– Два последних названия мне знакомы. Это те места, куда однажды по воле богини отправилась моя мать. В Долине Снов она встретила отца – алая, как я всегда считал, – страдающего в изоляции от кошачества, – чёткими, рублеными фразами заговорил Анар. – Мать спасла его из этого гнилого болота, лишающего существ разума и, к несчастью своему, ещё и полюбила… привезла в Руал…
– Ну а дальше, дальше что было? – нетерпеливо спросила Аниаллу. – Ты говори, говори, – махнула она лапой, – а потом я тебе тоже кое-что расскажу. – Лапа легла на землю, за ней последовала другая, и Аниаллу растянулась во всю длину, положив на них голову и навострив уши.
– Но он, мой отец, – продолжал Анар, – как оказалось, принёс в наш благословенный город гнилостный дух иной веры, уже отравившей его изнутри, уже неискоренимой… Совет жрецов постановил изгнать его из города, а мать… мать последовала за ним, желая исцелить его от этой чудовищной болезни и вернуть назад истинным служителем Аласаис. Тогда жрецы посчитали, что и она поддалась искушению чужого, злобного божка, и когда Амиалис не пожелала по их приказу убить своего мужа и вернуться, заставили её подписать отречение. Это всё… кажется. А имя «Криан» я впервые услышал от тебя. Мать никогда не говорила мне, как зовут… отца.
– Криан, Криан ан Сай, – помолчав, проговорила Аниаллу. – Он не был чистокровным драконом – в Долине Снов Криан гостил у своей бабки-долинницы, той самой женщины, от которой ты унаследовал свой дар видений. Там он встретил твою мать. Они полюбили друг друга, поженились, и она вознамерилась привести его в Руал, чтобы посадить на трон рядом с собой. Но это было не под силу даже твоей всесильной мамаше – жрецы ощетинились и заявили, что не потерпят неалая над собой. Амиалис вспылила и принародно отреклась от престола. Потом очень об этом жалела, но было поздно. Вот и вся басня – никого она не спасала, да и Аласаис ничего ей не приказывала. В молодости Амиалис была не та, что сейчас: она самовольно, нарушив запреты жрецов, отправилась посмотреть на внешний мир, а что было дальше, я тебе уже рассказала. И летаешь ты, не творя заклятий, именно потому, что вы с воздухом и ветрами некоторым образом родственники.
– Невероятно…
– Драконы Изменчивого – существа чрезвычайно свободолюбивые. Мой маневр с лососем любой из них счёл бы величайшей бесцеремонностью. В лучшем случае. Да, в самом лучшем…

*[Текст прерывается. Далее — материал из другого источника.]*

PR #58, opened 2023-03-17
SignedEciesCiphertext

neekolas:
## Summary

We would like to add a signature to the ECIES payloads used for local conversation caching in the Keystore before release. The concern is that an attacker would be able to create an ephemeral private key and write valid entries into the user's local conversation cache. The SDK would then trust these entries, as the decryption would succeed so long as the user's public key was the recipient in the attacker's DH.

An exploit would require the attacker to already have access to the application context, but given that LocalStorage is not protected this seems possible (for example, a script injected into the page could hijack LocalStorage and create maliciously crafted conversations).

With the addition of the signature, I am also defining a protobuf type for the ECIES ciphertext, which was previously serialized manually.

## Issue
https://github.com/xmtp/xmtp-js/issues/295


proto/message_contents/ciphertext.proto
```diff
@@ -20,8 +22,24 @@ message Ciphertext {
...
+        bytes ephemeral_public_key = 1;  // 65 bytes
+        bytes iv = 2;                    // 16 bytes
+        bytes mac = 3;                   // 32 bytes
+        bytes ciphertext = 4;  // encrypted payload with block size of 16
+    }
+
+    // serialized Ecies message
+    bytes ecies_bytes = 1;
+    // signature of the ecies_bytes
+    xmtp.message_contents.Signature signature = 2;
```
michaelx11, line 44: Looks good, we should document the digest algorithm used for this (sha256, sha3, etc). I've been marching around with my "no signatures without context" banner for a while, but I think those changes can be bundled in later. We're exploring Proofs at the moment with the SendKey work.

michaelx11 (approved):

proto/message_contents/ciphertext.proto
jazzz: how exactly will this be signed? Wallet Signature?

neekolas: Good call out. I'll add some clearer docs. 

This is an IdentityKey signature, since it needs to happen in the background (new signature happens every time a conversation is added to the store). 

I thought about using preKeys, but then we would need to include metadata to tell you which key to verify with.

neekolas: `preKey` is an option. We'd just have to reverse out the public key from the signature and find the right one

PR #61, opened 2023-03-27
fix: dynamically update the pubspec version to match the release

elisealix22:
The last dart proto publish failed because the pubspec file couldn't be found. It also wasn't using the correct version. This PR attempts to update the version to the latest tag during the GitHub `release` Action to fix the publish.

Ref: https://dart.dev/tools/pub/automated-publishing#triggering-automated-publishing-from-github-actions
Failed Action: https://github.com/xmtp/proto/actions/runs/4535405973/jobs/7990814265#step:8:9

### DIFF
--- a/.github/workflows/release.yml
+++ b/.github/workflows/release.yml
@@ -39,8 +39,16 @@ jobs:
       - run: dev/dart/generate
       - run: dart test
         working-directory: ./dart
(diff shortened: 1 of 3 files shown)


nplasterer (approved):
Worth a try!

– А в худшем? – полюбопытствовал Анар.
– Чем-то вроде изнасилования. Только хуже. Внушить дракону мысль или желание – гнуснейшее из преступлений, достойная кара за которое – смерть.
Анар присвистнул.
– Остаётся порадоваться, что я полукровка… И много нас, гремучих помесей, водится в Энхиарге?
– Десятка три-четыре наберётся. Мы, алаи, славимся своей способностью иметь потомство практически от любого разумного существа, подходящего нам… хм… по размерам, что ли.

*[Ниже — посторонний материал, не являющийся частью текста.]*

PR #526, opened 2026-04-13
QuantumCircuit refactoring Part 4

PietropaoloFrisoni:
## Description

This PR is the final refactoring of the core `QuantumCircuit` class, which includes a partial refactoring of  the `Operation` and `standard_operations` modules to improve code quality, consistency, and maintainability. 

The `QuantumCircuit.append` method is decomposed into focused private helpers, exception types are narrowed to semantically correct subtypes, all standard-operation factory functions receive `NumPy`-style docstrings, and the helper functions `convert_to_qb_list` / `convert_to_cb_list` are rewritten for clarity. Substantial new test coverage is added for both the gate factories and the `QuantumCircuit` API.

## Related Issues

Closes / addresses the known bug (see the corresponding discussion on DIscord) in the `r()` gate method where the `theta` and `ph`i parameter names were swapped relative to `RGate` (as mentioned before, this was previously discussed on Discord).

## Type of Change

- Bug fix
- Refactoring (no new feature, behaviour-preserving except where noted)
- Tests
- Documentation / docstrings

## Breaking Change?

Yes, there are two intentional breaking changes:

- `QuantumCircuit.r()`: the positional argument order is corrected from `r(phi, theta, qubits)` to `r(theta, phi, qubits)` to match the underlying `RGate(theta, phi)` convention. The previous order was a bug (parameter names were internally reversed). Callers using positional arguments must swap their `theta` and `phi` values. Keyword callers are unaffected if they were already using the documented names.

- `QuantumCircuit.barrier()`: the `clbits` parameter is removed. This parameter has always been documented as "currently ignored" and has never had any effect on the circuit. Code passing clbits to `barrier()` will now raise a `TypeError`. Since the argument was a no-op, no circuit behaviour changes.

## What was changed?

- `src/qrisp/circuit/quantum_circuit.py`

`append()` refactored, `convert_to_qb_list` / `convert_to_cb_list` rewritten, `r(phi, theta, ...)` corrected, `barrier() drops the unused clbits parameter`, `to_qasm()` bare except etc.

The other changed files are a consequence/extension of such changes (see the changed files) for details.

## How was it tested?

All existing tests pass unchanged.
New unit tests added for every changed component (see above).


positr0nium (approved):
Thanks :)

– И полукровок не считают… выродками?
– Нет. Их считают большими счастливцами, – завистливо вздохнула Аниаллу.
– С чего бы это?
– Алайская кровь значительно увеличивает природные способности, унаследованные отпрыском от второго родителя. Допустим, отец такого ребёнка был светлюком (в смысле, элаанцем), а мать – алайкой. Так вот, созданная их сынком или дочуркой молния будет лететь намного дальше, наносить большее повреждение и легче преодолевать всевозможные защитные барьеры, чем папашина. А это, согласись, приятно и достойно зависти.
– А как все эти способности передаются? На уровне тела или души? Или духа?
– Духа.
– А как именно это происходит?..
Сианай издала неслышный миру стон – поток вопросов у этого ходячего любопытства явно не думал иссякать.

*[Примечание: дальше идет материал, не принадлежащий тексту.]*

Issue #527, opened 2026-04-13
Mid-level interfacing with the FullStaQD compiler


julfarn:
Hello everybody, 

as qrisp will play an important role in the [FullStaQD compilation framework](https://github.com/FullStaQD/compiler), at least in the form of a privileged frontend, we should start efforts to connect the two softwares. Ultimately, we would like to offer FullStaQD as one possible compilation path for qrisp code, handing over the quantum program at a high level of abstraction. 

But to first establish some minimal working pipeline, we aim to connect to the existing mid-level jasp dialect, and an IR similar to the one emitted by the `.to_mlir()` method. To reach our [first milestone in June](https://github.com/FullStaQD/compiler/milestone/1), we need to be able to compile simple qrisp programs with classical control flow down to QIR and the [HiSEP-Q](https://github.com/caps-tum/HiSEP-Q-2.0) QISA. As of now, we can parse IR containing the `jasp` and `linalg` dialects, and translate this to the dialects of [MQT core](https://github.com/munich-quantum-toolkit/core).

---

Here's how we imagine the integration from the qrisp side. Most of these ideas have been discussed before, but hopefully we can use this issue to make some decisions. 

### User interaction
From the user perspective, I believe it would be idiomatic for qrisp to settle the compiler calls next to the existing `to_mlir()`, `to_qasm()`, etc. methods of `Jaspr` objects. These could be new methods `to_hisepq()`, or flags of existing ones, like `to_qir(use_qcc=True)`. 

### Dependency
We offer a `qcc` binary of the compiler. As qrisp likely does not want to formally introduce a dependency on the FullStaQD compiler this early in the development, our suggestion is to delegate this problem to the user. Qrisp could assume that there is a `qcc` executable on the `PATH`, and simply run it for the compilation. 

### IR Interface
@positr0nium was nice enough to join a discussion in the FullStaQD repository, and figured out how to lower from `stablehlo` to `linalg` within the qrisp codebase in [this comment](https://github.com/FullStaQD/compiler/pull/18#issuecomment-4209658674). We therefore expect as input IR format the result of the `to_mlir()` function, puth through the `stablehlo-convert-to-linalg` pass. Input and output of `qcc` are textual MLIR through stdin and stdout, or to/from files.

--- 

Do you as qrisp developers agree with this picture, or do you have other ideas? 
If we go along as proposed here, would it be realistic that the task of creating a `to_hisepq()` method, which 
 - [ ] lowers to the interface IR,
[...]

PR #528, opened 2026-04-15
Linalg lowering

positr0nium:
# PR: Add StableHLO Lowering Option for MLIR Emission

## Summary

Нет, она была не прочь поболтать, но временами Анар набрасывался на её память с такой жадностью, что сианай чувствовала себя матерью-кошкой, осаждаемой ватагой прожорливых котят-переростков (исхудавшая бедняга выгнулась мостиком, едва касаясь лапами земли, и смотрит на мир жалобно-жалобно, поминутно подпрыгивая, когда чей-то нос особенно сильно тыкается в её многострадальное брюшко). Анар хотел знать решительно всё и скакал с темы на тему как безумный. Пытаясь не отставать от него, Аниаллу заработала себе настоящую, добротную мигрень, от которой не помогли ни снадобья, ни чары.